After two postponements at the OB-GYN (some women just do not have the decency to have their labors at appropriate times) we found ourselves in the office at 7:30pm Friday night. We waited and waited. This is par for the course at our OB's. If you want the best OB in town you have to deal with the lines. I guess part of me is irritated that there are such waits, on the other hand, the fact that he was there late into the night seeing people says something about him.
By 11:30pm or so, we were eventually shown in. This was basically just an appointment for the ultrasound, so we did not spend a great deal of time doing much else, we were all exhausted. Whenever there is an ultrasound I get extremely nervous. It is like being tested for a terrible disease. You might not think about it at all until you get tested, then the possibility that you could have the disease looms large. I dread the possibility of some sign of something wrong, a malformed heart, curved spine, small placenta whatever. Thankfully, the ultrasound showed a healthy spine, brain, heart, stomach, placenta and cervix, all great news. That was the most important news to me. But I guess someone of you might be wondering if anything else was discovered.
Well after a perplexing journey through layers of our little baby (ultrasounds provide cross-sections through the body, it is pretty cool actually) we finally saw two fairly meaty thighs (for fetus only 7 inches long), and nestled between them was evidence that:
We are having a Boy!
So much for feminine intuition (Carly was sure it was a girl). This sparked a quick trip to the consignment sale to by some of the traditional blue clothes. It is almost impossible to avoid buying pink for girls and blue for boys, but have managed to find things in just about every other color through extensive searches.
We would have been happy either way. I think Carly is still in a little shock at the prospect. Having helped raise my little cousin Shelbyu, she felt relatively well prepared for raising a girl, but she is nervous about a boy. I imagine that it will not be very different. Apart from (certain clothing choices) we are trying to avoid imposing gender roles anymore than biology dictates.
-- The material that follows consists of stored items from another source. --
PR #31164, opened 2024-11-26
feat: purge OAuth2 tokens when DB changes

betodealmeida:
### SUMMARY

Add a new method to the `UpdateDatabaseCommand` so that, if the OAuth2 client information has changed, existing tokens are purged, since they are unlikely to still be valid. This is done if any of these keys change:

- Client ID (but not client secret)
- Scope (tokens are associated with a given scope)
- Endpoint URLs (likely a new OAuth2 provider, but not necessarily — we purge to be safe)

N/A

### TESTING INSTRUCTIONS

Added tests.

### ADDITIONAL INFORMATION

- [ ] Has associated issue:
- [ ] Required feature flags:
- [ ] Changes UI

### DIFF
--- a/superset/commands/database/update.py
+++ b/superset/commands/database/update.py
@@ -78,6 +78,10 @@ class UpdateDatabaseCommand(BaseCommand):
         # since they're name based
         original_database_name = self._model.database_name
 
+        # Depending on the changes to the OAuth2 configuration we may need to purge
+        # existing personal tokens.
+        self._handle_oauth2()
+
         database = DatabaseDAO.update(self._model, self._properties)
         database.set_sqlalchemy_uri(database.sqlalchemy_uri)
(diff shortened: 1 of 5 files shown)


fisjac (commented):
Changes look good to me.

When OAuth2 client info is changed through `DATABASE_OAUTH2_CLIENTS` in the `config.py` file, will the purge trigger as well, or only when a `PUT` request is made to the db connection?

betodealmeida:
> Changes look good to me.
> 
> When OAuth2 client info is changed through `DATABASE_OAUTH2_CLIENTS` in the `config.py` file, will the purge trigger as well, or only when a `PUT` request is made to the db connection?

Ah, good point! I added a notice to the `config.py` about this, if people are changing the `config.py` file they should be able to handle the token deletion themselves.

fisjac (approved):

PR #31187, opened 2024-11-27
feat(sqllab): Popup notification when download data can exceed row count

justinpark:
### SUMMARY
When user clicks "download to CSV" we would like to add a warning that there may actually be more data, so you aren't downloading the full data. 

https://github.com/user-attachments/assets/5c4d2ccf-3409-4818-9b9d-1fac0ff02801

### TESTING INSTRUCTIONS

Set limit 10,000 and then run a query that may contain more than 10k.

### ADDITIONAL INFORMATION

- [ ] Has associated issue:
- [ ] Required feature flags:
- [x] Changes UI

### DIFF
--- a/superset-frontend/src/SqlLab/components/ResultSet/index.tsx
+++ b/superset-frontend/src/SqlLab/components/ResultSet/index.tsx
@@ -355,7 +355,7 @@ const ResultSet = ({
                     Modal.warning({
                       title: t('Download is on the way'),
                       content: t(
-                        'Downloading %(rows)s rows based on LIMIT setting! If you want the entire result set, change the LIMIT settings.',
+                        'Downloading %(rows)s rows based on the LIMIT configuration. If you want the entire result set, you need to adjust the LIMIT.',
                         { rows: rowsCount.toLocaleString() },
                       ),
                     });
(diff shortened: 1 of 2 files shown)


superset-frontend/src/SqlLab/components/ResultSet/index.tsx
```diff
@@ -342,7 +346,21 @@ const ResultSet = ({
...
+                onClick={() => {
+                  logAction(LOG_ACTIONS_SQLLAB_DOWNLOAD_CSV, {});
+                  if (
+                    limitingFactor === LimitingFactor.Dropdown &&
+                    limit === rowsCount
+                  ) {
+                    Modal.warning({
+                      title: t('Download is on the way'),
+                      content: t(
+                        'Downloading %(rows)s rows based on LIMIT setting! If you want the entire result set, change the LIMIT settings.',
```
michael-s-molina, line 358:
```suggestion
                        'Downloading %(rows)s rows based on the LIMIT configuration. If you want the entire result set, you need to adjust the LIMIT.',
```

michael-s-molina (approved):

So I don't plan on any significant differences myself. But we shall see.
I do already notice one slight difference in my attitude. I feel somewhat more protective/fearful/stereotypically 'fatherly' of my daughter's sexuality and less worried about my son's. Granted both of these shouldn't be an issue for a few years. I don't plan to be the sort of father that brings a gun to the door when Sophie's dates show up, but I feel she is more at risk than a boy. Probably just social pressure. In any case, I want all my children to be self-confident and feel love, which I believe are the two most important things to encourage good choices with sexuality.
I guess I can put worry about that for a little bit, and concentrate on keeping her from chewing through power cords.
As to our expected... we are still working on a name (please do not offer suggestions, we find that choices that looked good a few monthes ago have grown stale so we want to keep things fresh).
I am interested in your thoughts about circumcision.
I am circumcised, and it seems to work fine for me. I am not sure what to do for an uncircumcised person. I know there is no real medical reason to do it. Normally I would reject a social reason for doing it, but I don't want to add any pressure on my son (still getting used to saying that). I don't even know what the norm is any more. So, I'd be interested to hear any arguments one way or the other.